Но сегодня мне хотелось бы вспомнить другие марки, которым не выпала столь долгая жизнь на конвейере и дорогах, как тем же «королле», «крауну» или «камри». Сказать о тех, которых никогда не было много, а сегодня совсем почти не осталось. Новым поколениям автомобилистов их названия уже ничего не говорят.
То и дело натыкаюсь на их ржавые перекорёженные остовы: по обочинам городских дорог, в спрятанных между «гостевыми маршрутами» Владивостока мрачных очкурах, в спальных районах, где эти машины годами молчат, замерев на спущенных навсегда колёсах или заботливо подложенных когда-то чурочках. В Уссурийске, Находке, Арсеньеве, Спасске-Дальнем, Дальнереченске. В самых отдалённых, давно забытых богом и властями сёлах, где, казалось бы, легковые машины вообще не нужны за отсутствием сколько-нибудь проезжих дорог…

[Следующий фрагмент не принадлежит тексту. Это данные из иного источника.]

PR #178, opened 2020-11-10
Makefile and build speed improvements

nickdavis2001:
## Purpose
_Improve the reset option to clean up properly, add options to only reset front and only run front unit tests. Make dc-run now runs in parallel. composer uses prestissimo in make dc-run_

## Approach

_See source files, fairly self-explanatory. _

## Checklist

### DIFF
--- a/docker-compose.yml
+++ b/docker-compose.yml
@@ -97,7 +97,7 @@ services:
       OPG_LPA_COMMON_DYNAMODB_ENDPOINT: http://dynamodb:8000
 
       PHP_OPCACHE_VALIDATE_TIMESTAMPS: 1
-      #ENABLE_XDEBUG: 'true'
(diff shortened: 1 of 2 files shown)


docker-compose.yml
```diff
@@ -323,13 +338,18 @@ services:
     image: composer:1.10.16
     volumes:
       - ./service-pdf:/app
+    command:
```
williamfalconeruk, line 341: never knew you could do this!

williamfalconeruk (approved):

charlesmmarshall (approved):

docker-compose.yml
nickdavis2001: Neither did I till about 40 mins ago ;)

Эти японские раскуроченные шедевры инженерной мысли вросли в землю, словно рухнувшие на подлёте к цели камикадзе. Они давно обрусели – хотя бы потому, что провели в России куда больше времени, чем в родной Японии. И ещё потому, что для японцев они были всего лишь средством передвижения, а для нас стали культурным кодом, образом жизни.
Возможно, это извращение, род танатофилии, но мне нравится разглядывать трупы машин. Наблюдать за разборками, где небритые хмурые патологоанатомы в промасленных камуфляжах берут от скончавшихся машин органы для живых: рейки, редукторы, раздатки…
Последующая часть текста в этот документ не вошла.